|Client:||Max-Planck-Institute and Helmholtz-Institute|
|Task:||Web Scraping and Data Wrangling of spatial datasets with Python, development of an (end-to-end) ML app and dashboards for training/validation of datasets with Python|
|Time period:||10/2022 to 12/2022|
|Technologies:||Python, Requests, Pandas, Geopandas, Numpy, Sklearn, Matplotlib, Seaborn, Streamlit, Plotly, Ray, Jupyter Lab, VS Code, Insomnia, Gitlab, AWS|
For a Max-Planck-Institute and Helmholtz-Institute, I developed a geospatial dataset using web scraping and data wrangling techniques with Python, which refers to different landscape influencing factors from the Holocene geological era. Based on this dataset, ML algorithms can be validated.
Furthermore, with our team members, I developed a streamlit app with Python, which supports the creation of scientific hypotheses with machine data analysis based on user input data and visual processing of the results.

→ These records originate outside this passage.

PR #72, opened 2015-01-02
Fix compile errors.

carlthronson:
Signed-off-by: Carl Thronson <cthronson@actuate.com>


carlthronson:
I'm not sure if this is the best solution.  But, this should at least fix the compile errors for now.

PR #100, opened 2015-01-09
BIRT bug fixes

carlthronson:
After all this set of commits that I did today, I wanted to make sure they compile.
They compile in my fork.  But, I don't know if they will compile after they are pulled.


carlthronson:
Never mind this one.  I think I made a mistake.  Checking again.

PR #125, opened 2015-01-29
provide license information

rkcpi:


yulinwang:
Could you please describe why you contribute this information?

rkcpi:
Because it's missing.

yulinwang:
Sorry, I can't commit this change, because:
1. We already have license information from eclipse.
2. there's no sign-off, but it's required to check in.

Thanks

PR #225, opened 2015-11-13
Bug 481003 - Report onPageEnd and onPageStart scripts broken at report render time with ClassCastException

FreemanZhang:
1. Bug was introduced in fixing Bug 431702 (Performance bottleneck in engine executor because of using arrayList.contains() method a lot.) The committer used a TreeSet to improve performance but does not implement Comparable interface, which result in ClassCastException
2. A linkedHashedSet will be enough for improving performance of contains method and simultaneously maintains the insertion order implied by arrayList.add() method


eclipsewebmaster:
Issue tracker reference:
https://bugs.eclipse.org/bugs/show_bug.cgi?id=481003

PR #228, opened 2015-11-17
fixed error occurred during compile using maven

dominicx:
Caused by: java.lang.RuntimeException: No solution found because the problem is unsatisfiable.: [Unable to satisfy depen
dency from org.eclipse.birt.example.feature.group 4.5.0.qualifier to org.eclipse.birt.example 0.0.0.;


greatyan:
The version 4.6.0 is correct.

PR #234, opened 2015-11-18
BIRT 1388: Incorrect wording in context menu to create a new master page

FreemanZhang:
Signed-off-by: Shijie Zhang <szhang@opentext.com>


FreemanZhang:
1. Right click on masterpage in context menu and in the dropdown menu there will be an option called "Insert Element". Right click on other items in context menu will also display an option called "Insert Element". However, after clicking on "Insert Element", the dialog popped out is different, thus misleading.
2. Defined another text iteral and use a conditional assignment to differentiate between two case.

PR #291, opened 2016-04-06
- Summary: fix unit test for engine

sguan-actuate:
One fix for ReportDesignWriter to avoid showing jtidy when it is true on attribute dump
And other minor changes on test


engine/org.eclipse.birt.report.engine/src/org/eclipse/birt/report/engine/parser/ReportDesignWriter.java
```diff
@@ -93,6 +93,8 @@ public void write( OutputStream out, Report report ) throws Exception
 
 		Document document;
 		Element element;
+		
+		final static String JTIDY_ATTRIBUTE = "is-jtidy";
```
greatyan: need reuse the constant definition.

PR #324, opened 2016-06-20
Solved problem about Too Long java.io.IOException: File name too long

cwichoski:
See this forum post about the problem:
https://www.eclipse.org/forums/index.php/m/1735454/#msg_1735454

### DIFF
--- a/viewer/org.eclipse.birt.report.viewer/birt/WEB-INF/classes/org/eclipse/birt/report/session/ViewingCache.java
+++ b/viewer/org.eclipse.birt.report.viewer/birt/WEB-INF/classes/org/eclipse/birt/report/session/ViewingCache.java
@@ -120,10 +120,10 @@ public class ViewingCache implements Serializable
 		String folder = ""; //$NON-NLS-1$
 		if ( sessionId != null )
 		{
-			folder = ( prefix + sessionId ) + File.separator;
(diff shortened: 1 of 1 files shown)


yulinwang:
Sorry I don't understand your fix and problem.
Could you help file a bug in bugzilla which includes description or reports to help reproduce?

cwichoski:
Hi, 

To reproduce the problem we need to run in an app server where the Session ID has more than 255 characters, as is the case for WSO2 AS, the solution I proposed in this pull request was instead to use the full content of sessionId String, we use the hashcode of String, as Java consider that as unique too, I think we dont has any side effects, as those paths are hardcoded inside BIRT just to create temporary store for generated documents by session. In such manner we has same feature, but with a more reduced path as hashcode() method just return ints, with this solution we will only get this type of problem again when some day the session ID passes the mark of 4294967296 (2^32) characters.

What do you think?

yulinwang:
It looks reasonable. Can you sign CLA and add sign-off? Otherwise it cannot be merged to eclipse source code repository. Thank you!

Detail is:
The following users do not have valid CLA. Please see this page for details, or to sign a CLA.
clovis@wichoski.eti.br

The following users have invalid Signed-off-by footers. Please use the Signed-Off-By (git commit -s) mechanism to confirm the origin of the submission. The identity in the Signed-off-By must match the Author or the Committer.
clovis@wichoski.eti.br

PR #342, opened 2016-08-26
Set root parent version to 0.0.1

serguei-actuate:
Set root parent version to 0.0.1 since it's the new single parent
version throughout the POM hierarchy now.

Signed-off-by: Serguei Krivtsov <skrivtsov@actuate.com>


serguei-actuate:
It looks like this change is going to be rolled back. I'm closing the pull request now.

PR #353, opened 2016-10-19
this will add simple-jndi support

flybyray:
it is very usefull for testing and deployment
see example usage video:
http://www.screencast.com/t/vABWQl9BVrrx

perhaps it shows up some advanced usage scenario for birt by adding simple-jndi

penthao is also using simple-jndi


yulinwang:
We cannot simply uploading jar to git. Usually 3p jar must be downloaded via maven from external site.
Do you know where this jar is from?

flybyray:
https://mvnrepository.com/artifact/simple-jndi/simple-jndi/0.11.4.1

flybyray:
@yulinwang At all you do not need to package the simple JNDI jar . 

> It is entirely library based, so no server instances are started, and it sits upon Java .properties files, XML files or Windows-style .ini files, so it is easy to use and simple to understand.

BIRT already looks for jndi.properties file. So the simple jndi jar should only reside in classpath.
But here you could provide help where the BIRT osgi runtime searches for "dropin" jars.

The only change of this PR would be in JDBCDriverManager bezaubernde there are anoying assumptions  https://github.com/eclipse/birt/pull/353/files#diff-a03c5190900210df82b67760b11311dcR200

PR #357, opened 2016-11-14
MongoDb 3.2 Plugin 

rgoteti:


rgoteti:
MongoDB 3.2 plugin with kerberos authentication

PR #473, opened 2018-09-28
Fix for Security Issue : https://bugs.eclipse.org/bugs/show_bug.cgi?id=538142

rvinjamu:
…d=538142

Through Birt Viewer, one can perform operations such as generating a report as a frameset, output the report document in some format, generate a report document and so on. One parameter these operations take is "__document" that represents the report document file to be generated. Using executable extension such as .jsp for the __document parameter and using a specially crafted report, one can access sensitive information about the system or do something nasty on the server by accessing the generated report document. The fix introduces a configurable whitelist and blacklist for the report document extension.


grundsch:
Hi,
Is there a CVE for this vulnerability? If not, do you plan to request one?
Thanks for feedback,
Stéphane

PR #475, opened 2018-10-24
Fix to handle the chart view for the x tab

vnijhawa:


chart/org.eclipse.birt.chart.reportitem/src/org/eclipse/birt/chart/reportitem/ChartReportItemUtil.java
```diff
@@ -251,8 +253,12 @@ public static boolean isEmpty( IBaseResultSet set ) throws BirtException
 		if ( set instanceof IQueryResultSet )
 		{
 			return ( (IQueryResultSet) set ).isEmpty( );
+		}  else if ( set instanceof ICubeResultSet )
+		{
+			  CubeCursor cursor = (( (ICubeResultSet) set ).getCubeCursor());
+			  return cursor.getOrdinateEdge().size() != 0;
```
yulinwang: Please call isEmpty() instead and check null for cursor

PR #492, opened 2019-01-06
Add PDE target definition for Photon

Flugtiger:
I created a PDE target definition for the current target platform of the master branch. It resolves all dependencies currently needed by BIRT.

It is almost in sync with the tycho target platform. Only difference is the addition of a recent Apache Jasper version from Gemini as it is required by the Jetty Version currently used by BIRT.

Signed-off-by: Alexander Lehmann <a.lehm@gmx.de>

### DIFF
--- a/BIRT_photon.target
+++ b/BIRT_photon.target
@@ -1,0 +1,67 @@
+<?xml version="1.0" encoding="UTF-8" standalone="no"?><?pde version="3.8"?><target name="BIRT Photon target platform">
+	<locations>
+		<location includeAllPlatforms="false" includeConfigurePhase="true" includeMode="planner" includeSource="true" type="InstallableUnit">
+			<repository location="http://download.eclipse.org/tools/orbit/downloads/drops/R20180330011457/repository/"/>
+			<unit id="org.eclipse.orbit.mongodb" version="3.2.2.v20170222-2110"/>
+			<unit id="com.lowagie.text" version="2.1.7.v201004222200"/>
+			<unit id="org.apache.batik.bridge" version="1.7.0.v201011041433"/>
+			<unit id="org.apache.batik.css" version="1.7.0.v201011041433"/>
+			<unit id="org.apache.batik.dom" version="1.7.1.v201505191845"/>
+			<unit id="org.apache.batik.dom.svg" version="1.7.0.v201011041433"/>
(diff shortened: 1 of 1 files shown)


yulinwang:
Could you tell me the benefit to have this file?
BIRT uses OSGi bundle to resolve dependencies, and maven tycho is using that too. I don't understand why you need to extra file to specify dependencies.

Flugtiger:
This file is needed to be able to build, run & debug BIRT using Eclipse PDE. It tells PDE which plugins have to be present in the target platform besides those inside the Eclipse workspace.

If not via Eclipse PDE, how do you make changes to BIRT? Do you always run a maven build whenever you want to test something?

yulinwang:
Yes, we use maven to run CI/release build, and use PDE to compile/run/debug locally.
The best practice to develop BIRT is you can use BIRT as IDE as well, so that you only need to pick some projects to debug source code while other plugins can load from IDE directly.

yulinwang:
Using BIRT as IDE is easier for you to develop but not mandatory. It can help you reduce work.
You can use any IDE and take advantage of plugin dependency or feature definition to find which plugin are required to compile and run.  
I just don't see any reason to introduce duplicate configuration with more work to maintain. All of these definitions can be found in plugin manifest.

Flugtiger:
It's not more work to maintain, if we let tycho use the target definition file as well. It would give us fine-grained control over the version and sources of plugins used by BIRT. And it would allow us to easily swap the target platform with a newer or older one.

Flugtiger:
Two answers ;-) :

1. Yes, much like the separate maven profiles we have defined for each platform in the parent-pom
2. No, these version do not need to be updated manually. The target platform editor of PDE does most of the work for you. You only need to update the URLs of the p2-repos and choose which features shall be included from each repo. I admit: choosing the specific features of each repo is some extra work compared to the current solution (which only consists of the p2-repo URLs in the parent-pom). But this extra bit of work is rewarded with the certainty, that all required features are still there. Additionally, if we let tycho also use the target platform definition of PDE, it should be able to resolve the target platform much faster, as stated by [the tycho docs:](https://wiki.eclipse.org/Tycho/Target_Platform#Which_approach_shall_I_use_for_the_target_platform_of_my_project.3F)

"Using a target file instead of p2 repositories in the POM may also speed up the build because fewer bundles in the target platform will often lead to a faster dependency resolution."

PR #496, opened 2019-01-08
Add Automatic-Module-Name Header for Java 9

Flugtiger:
This fixes a warning


yulinwang:
Conflict must be resolved at first.

PR #498, opened 2019-01-08
Fixed plugin.xml warnings (missing unbounded in extension point schema)

Flugtiger:
Some of the extensions specified by BIRT itself did not match the extension point schema -> updated the schemas -> resolved warnings

### DIFF
--- a/chart/org.eclipse.birt.chart.engine/schema/aggregatefunctions.exsd
+++ b/chart/org.eclipse.birt.chart.engine/schema/aggregatefunctions.exsd
@@ -1,6 +1,6 @@
 <?xml version='1.0' encoding='UTF-8'?>
 <!-- Schema file written by PDE -->
-<schema targetNamespace="org.eclipse.birt.chart.engine">
+<schema targetNamespace="org.eclipse.birt.chart.engine" xmlns="http://www.w3.org/2001/XMLSchema">
 <annotation>
       <appInfo>
          <meta.schema plugin="org.eclipse.birt.chart.engine" id="aggregatefunctions" name="BIRT Chart Library Aggregate Function Extension"/>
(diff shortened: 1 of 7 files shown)


data/org.eclipse.birt.report.data.bidi.utils/build.properties
```diff
@@ -2,6 +2,5 @@ source.. = src/
 output.. = bin/
 bin.includes = META-INF/,\
                .,\
-               plugin.xml,\
```
yulinwang: I don't see why you remove plugin.xml. It's still required.

chart/org.eclipse.birt.chart.engine/schema/aggregatefunctions.exsd
```diff
@@ -11,8 +11,13 @@
...
 
    <element name="extension">
+      <annotation>
+         <appInfo>
+            <meta.element />
+         </appInfo>
+      </annotation>
       <complexType>
-         <sequence>
+         <sequence minOccurs="1" maxOccurs="unbounded">
```
yulinwang: This change is incorrect. It should be [1,1], and not shown by default.

Flugtiger: Project "org.eclipes.birt.chart.engine.extension" defines multiple aggregatefunctions in this exact way (i.e. as a sequence of multiple aggregateFunction elements). This contradicts [1,1] and is resolved by setting [1,∞). The concerning file is:
chart\org.eclipse.birt.chart.engine.extension\plugin.xml

yulinwang: That looks weird. Even it's defined as [1,1], it's still working properly. But it should be as [1,∞)

PR #505, opened 2019-01-17
retrieve latest version of datatools that supports Oracle 12 and SQL server 2016

sguan-actuate:


sguan-actuate:
the checksum of repository is wrong

PR #510, opened 2019-02-02
Fix core tests

Flugtiger:
This pull request fixes the unit tests of the birt.core plugin. Many tests have failed on my machine because they were locale or time zone dependent.


Flugtiger:
Superseded by #516

PR #520, opened 2019-03-02
Make tycho use a pde target platform definition file

Flugtiger:
This PR adds a new project 'build/org.eclipse.birt.target' containing the current target platform definition file needed to build BIRT. Then tycho is reconfigured to use this file for the dependency resolution in the build process.

The target definition file can be set as target platform in Eclipse via Settings -> Plugin Development -> Target Platform. It should resolve all dependencies of BIRT.

By using the target platform definition file, the tycho build is shortened by about 3 minutes.

I'm not sure how we could supply different target platform definitions for the different Eclipse Platform versions. The status quo uses maven profiles but there are also different git branches for the different Eclipse versions. How does this go together? If we use different branches for different Eclipse versions, we could have a single target definition file that has different content on each branch. In this case there would be no need for multiple maven profiles. We could also create multiple target platform projects for the different Eclipse versions and switch between them by maven profile.
What is the prefered solution here?


yulinwang:
Currently, BIRT allows integrating with different eclipse versions like master(photon) or oxygen.
Could you add support for oxygen target as well?

PR #521, opened 2019-03-02
Fix warning: 'no required exec env set'

Flugtiger:


yulinwang:
Could you update these JDK to 1.8?
The jdk version has been set in manfest.mf. They are supposed to be 1.8, and these classpathentry should be consistent with them.

Flugtiger:
all of them?

Btw: Should 1.8 maybe be set as minimum for the whole BIRT project?

yulinwang:
I just find I didn't publish these comments.
Sorry for late reply.

Issue #141, opened 2016-02-04
GlobalDataWorkItem and GlobalDataWriter should respect structure offsets.


uxmal:
Merge request #139 introduced the class `GlobalDataWorkItem`. When given a structure that contains internal padding, like
```C
struct Variant {
    unsigned short typeTag;     /* two byte size will force padding */
    float (*pfn)();
};
```
`GlobalDataWorkItem` will go off the rails because it assumes all fields in a `StructureType` are end-to-end with no gaps. This is not the case for structures that contain "small" fields that require padding to align subsequent fields properly.

I've added a disabled unit test `ScannerTests.Scanner_GlobalData_StructWithPadding` which fails. To get it to pass, `GlobalDataWorkItem` needs to be changed to respect `StructureField.Offset`.

@ptomin : could you please take a look at this? Once you have `GlobalDataWorkItem` working, `GlobalDataWriter` needs similar treatment.

ptomin:
John, thanks for test case. I'll try to fix it

ptomin:
I have modified GlobalDataWorkItem and GlobalDataWriter so that they use StructureField.Offset when reading structure fields. John, please test it and close issue if everything is correct

uxmal:
Looks good.

PR #142, opened 2016-02-04
Use StructureField.Offset when reading structure fields (#141)

ptomin:
Use StructureField.Offset when reading structure fields


uxmal:
Nicely done!

PR #156, opened 2016-03-02
Implement SetPositionAsFraction

ptomin:
Implement SetPositionAsFraction


ptomin:
Oh, you have already implemented SetPositionAsFraction

uxmal:
I managed to write a more complicated SetPositionAsFraction while you wrote this. Could you merge into my recent commit and put your and my code inside of a #if directive. That is, something like :
```C#
#if SIMPLE
   <ptomin code>
#else
   <uxmal code>
#endif
```
Then we can evaluate the result. I suspect your fix is the better one, the performance difference will be minuscule in either case.

ptomin:
Done

uxmal:
Thanks for this. We'll want to experiment with both versions, but obviously simpler code is better if nothing else differs.

PR #161, opened 2016-03-08
[WIP] AmigaOS library selection support

nemerle:
This is just a mostly GUI layer for now.
There are a few issues to resolve before this is complete:

* Unloading 'patterns'  - this would require that each 'applied' pattern records it's application location, so that when pattern is unloaded/changed all functions that contain given location are re-decompiled
* Splitting exec.funcs into exec_v33.funcs/exec_v34.funcs/ etc.  
* associating more information for applied functions i.e.
```AbortIO(ioRequest/a1)``` could be augmented by loading in file named exec_v33.rh, which defines exec library types and contains the following declaration ```[[reko::reg("D0")]] BYTE AbortIO([[reko::reg("A1")]] struct IORequest * iORequest);```

### DIFF
--- a/src/Environments/AmigaOS.Design/AmigaOSProperties.Designer.cs
+++ b/src/Environments/AmigaOS.Design/AmigaOSProperties.Designer.cs
@@ -31,7 +31,10 @@
             this.label1 = new System.Windows.Forms.Label();
             this.label2 = new System.Windows.Forms.Label();
             this.lblKickstart = new System.Windows.Forms.Label();
-            this.comboBox1 = new System.Windows.Forms.ComboBox();
+            this.cmbKickstartVersions = new System.Windows.Forms.ComboBox();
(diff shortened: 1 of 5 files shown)


nemerle:
Ouch, I hoped, to flesh this out a bit before merging into master :)

No worries though, it should have no influence on existing functionality

uxmal:
Hoops, got too eager there I guess! Not sure why github presented this as a Pull Request. No worries, just add a comment when you _do_ want it merged into master.

nemerle:
Well, I've marked it [WIP] in the PR, since there's no other way of doing this kind of thing on gtihub

I'd welcome any comments about my approach of using Interactor/Control thing, though.

uxmal:
Generally, any interaction logic, like the handling of focus loss / button click events and the like should be handled by the Interactor (Interactor is an old term for "Control" in the Model-View-Controller triad)

PR #162, opened 2016-03-12
Add new test case to Mcdm_MoveForward

ptomin:
I have added new test case to Mcdm_MoveForward. Now output is "00041000" for this test case. John, do you agree that correct output is "00042000"? Could you look at it?


uxmal:
Yes, it should be 0042000. Do you want me to fix this or are you working on it already.

ptomin:
It is your implementation of MoveToLine, so I want you to fix it

uxmal:
I hope to get done with this soon. Pulling the request now.

PR #165, opened 2016-03-19
Add unit tests for MixedCodeDataModel::GetLineSpans

ptomin:
I have added two unit tests to reproduce problems with MixedCodeDataModel::GetLineSpans method.

John, is it correct that MemoryArea size is larger than ImageSegment? It causes exception when viewing code in pySample.dll from 0x10001900 address (see Mcdm_GetLineSpans_MemoryAreaIsLargerThanSegment to reproduce)

### DIFF
--- a/src/UnitTests/Gui/Windows/Controls/MixedCodeDataModelTests.cs
+++ b/src/UnitTests/Gui/Windows/Controls/MixedCodeDataModelTests.cs
@@ -152,6 +152,57 @@ namespace Reko.UnitTests.Gui.Windows.Controls
         }
 
         [Test]
+        public void Mcdm_GetLineSpans_MemoryAreaIsLargerThanSegment()
+        {
+            var addrBase = Address.Ptr32(0x40000);
+
+            var memText = new MemoryArea(Address.Ptr32(0x41000), new byte[100]);
+            var memData = new MemoryArea(Address.Ptr32(0x42000), new byte[8]);
+            this.imageMap = new ImageMap(
+                addrBase,
+                new ImageSegment(".text", memText, AccessMode.ReadExecute) { Size = 4 },
+                new ImageSegment(".data", memData, AccessMode.ReadWriteExecute));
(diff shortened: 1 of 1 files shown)


uxmal:
A `MemoryArea` can be associated with one or more `ImageSegments`. In the case of a MS-DOS executable, where the memory used by the binary is always "compact", the MS-DOS image loader yields:
```
+----------------+  +---------------+  +---------------+
| ImageSegment 1 |  | ImageSegment2 |  | ImageSegment3 |
+----------------+  +---------------+  +---------------+
        v                   v                  v
+------------------------------------------------------+
| MemoryArea                                           |
+------------------------------------------------------+
```
ELF and PE image may be very sparse, with "gaps" of several hundred megabytes of address space. A monolithic chunk of MemoryArea would still be possible but it would be a tremendous waste of address space:
```
+----------------+  +---------------+  +---------------+
| ImageSegment 1 |  | ImageSegment2 |  | ImageSegment3 |
+----------------+  +---------------+  +---------------+
        v                   v                  v
+----------------+  +---------------+  +---------------+
| MemoryArea 1   |  | MemoryArea 2  |  | MemoryArea 3  |
+----------------+  +---------------+  +---------------+
```
Both of these scenarios must be handled in Reko code. In particular, MemoryAreas may exceed in address space the ImageSegments they are associated with.

I will take a look at this PR later today.

ptomin:
> In particular, MemoryAreas may exceed in address space the ImageSegments

... so Mcdm_GetLineSpans_MemoryAreaIsLargerThanSegment test is correct and GetLineSpans should be modified to process this case

uxmal:
Yes; I will be working on that later today -- unless you wish to take stab at it of course.

uxmal:
Thanks for the unit tests. The f43083d commit fixes a bunch of crashes, but now scrolling to the bottom is blowing up. I will look at that tomorrow.

Issue #167, opened 2016-03-21
Reko should respect the encoding of a binary and allow user to override it


uxmal:
Today, Reko is stupid and assumes all string text is encoded as ASCII. The only exception is the ZX81 environment where the Sinclair character set is done correctly. Reko should be able to:

- [ ] automatically detect the codepage if the binary header contains metadata that describes this
- [x] provide a mechanism to allow the user to override the current text encoding (perhaps with a menu like `View` >> `Text Encoding`)
- [ ] save this setting in the *.dcproj file so it can be retrieved later.

uxmal:
This is a lot better:

![cp1251cyrillic](https://cloud.githubusercontent.com/assets/10154465/13924095/4ad56c28-ef83-11e5-9ea0-52835c0e3b7c.png)

ptomin:
Very good!

PR #168, opened 2016-03-21
Create small x86 PE executable containing Russian text

ptomin:
Create small x86 PE executable containing Russian text. Is it enough, John?


uxmal:
Great. I will use this binary as a sample for testing issue #167. I shouldn't have to worry about whether the code is in UTF-8 or an older 8-bit codepage, as long as the operating system (in my case Windows 8) can provide a decoder for it.

PR #172, opened 2016-03-26
Create procedure or global variable declaration text box

ptomin:
Create procedure or global variable declaration text box:
sample1
Now it is possible to edit procedure declarations. Global variable declaration edit/creation has not implemented yet.

### DIFF
--- a/src/Gui/Windows/CombinedCodeViewInteractor.cs
+++ b/src/Gui/Windows/CombinedCodeViewInteractor.cs
@@ -156,7 +156,6 @@ namespace Reko.Gui.Windows
             this.combinedCodeView.MixedCodeDataView.VScrollValueChanged += MixedCodeDataView_VScrollValueChanged;
             this.combinedCodeView.MixedCodeDataView.Services = services;
             this.combinedCodeView.MixedCodeDataView.MouseDown += MixedCodeDataView_MouseDown;
-            this.combinedCodeView.MixedCodeDataView.MouseUp += MixedCodeDataView_MouseUp;
 
             this.combinedCodeView.CodeView.VScrollValueChanged += CodeView_VScrollValueChanged;
             this.combinedCodeView.CodeView.Services = services;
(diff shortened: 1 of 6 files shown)


src/Gui/Windows/CombinedCodeViewInteractor.cs
```diff
@@ -299,12 +304,39 @@ public bool ChooseTextEncoding()
             return true;
         }
 
-        private void MixedCodeDataView_MouseDown(object sender, EventArgs e)
+        private void MixedCodeDataView_MouseUp(object sender, MouseEventArgs e)
+        {
```
uxmal: I'd be happier with this change if it occurred after an explicit user action, rather than always on left-mouse-up. Consider defining a context menu for the MixedCodeDataView, and when the user selects the context menu, display the declarationTextBox. See `LowLevelnteractor.MarkType()` for an example. You can even define a shortcut key (`Ctrl+T` is used by the `LowLevelInteractor` to mark types.

In fact, as I write this, it makes total sense to integrate TypeMarker and DeclarationTextBox; they're almost doing the same thing, except that TypeMarker is using a dialect of "[Hungarian](https://en.wikipedia.org/wiki/Hungarian_notation)" for speed and convenience.

ptomin: I have added "Edit declaration" context menu item (see 25ecba6)

uxmal: Looks good; once you've addressed my comment below (regarding making the Ctrl+D accelerator specific to the CombinedCodeViewInteractor) I will merge the PR.

ptomin: > In fact, as I write this, it makes total sense to integrate TypeMarker and DeclarationTextBox; they're almost doing the same thing, except that TypeMarker is using a dialect of "Hungarian" for speed and convenience.

John, what do you mean? Now I'm going to implement global variable declaration using C Parser. Is it enough? Or you suggest to use Hungarian instead (or in addition to).

uxmal: I don't want to lose the ability to use hungarian to quickly denote the type of a range of memory. It's faster for me to  select a memory range and type `apsz` (array of pointers to zero-terminated strings) than `char * foo [124]`.

I suggest you continue working on the CombinedCodeView until you reach a stage where it is reasonably complete, and in the meantime I will give some thought to how these could be combined.

ptomin: OK, I see

PR #174, opened 2016-03-28
Add CParser test with incorrect statement caused infinite loop

ptomin:
Following CParser test causes infinite loop. John, could you look at it when you will have spare time?

### DIFF
--- a/src/UnitTests/Core/CLanguage/CParserTests.cs
+++ b/src/UnitTests/Core/CLanguage/CParserTests.cs
@@ -1136,5 +1136,18 @@ MemoryBarrier (
             var sExp = "(decl Char ((init-decl (ptr (func get ((Int n)))))))";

In this app, the user can feed in his datasets, select his process environment for the analysis (macOS/Ubuntu) and choose between different ML methods with the associated hyperparameters for the data analysis. These results are presented visually using plotting methods so that the user can consolidate his scientific questions and hypotheses.
This ML project has been continued as an open-source project since 2023.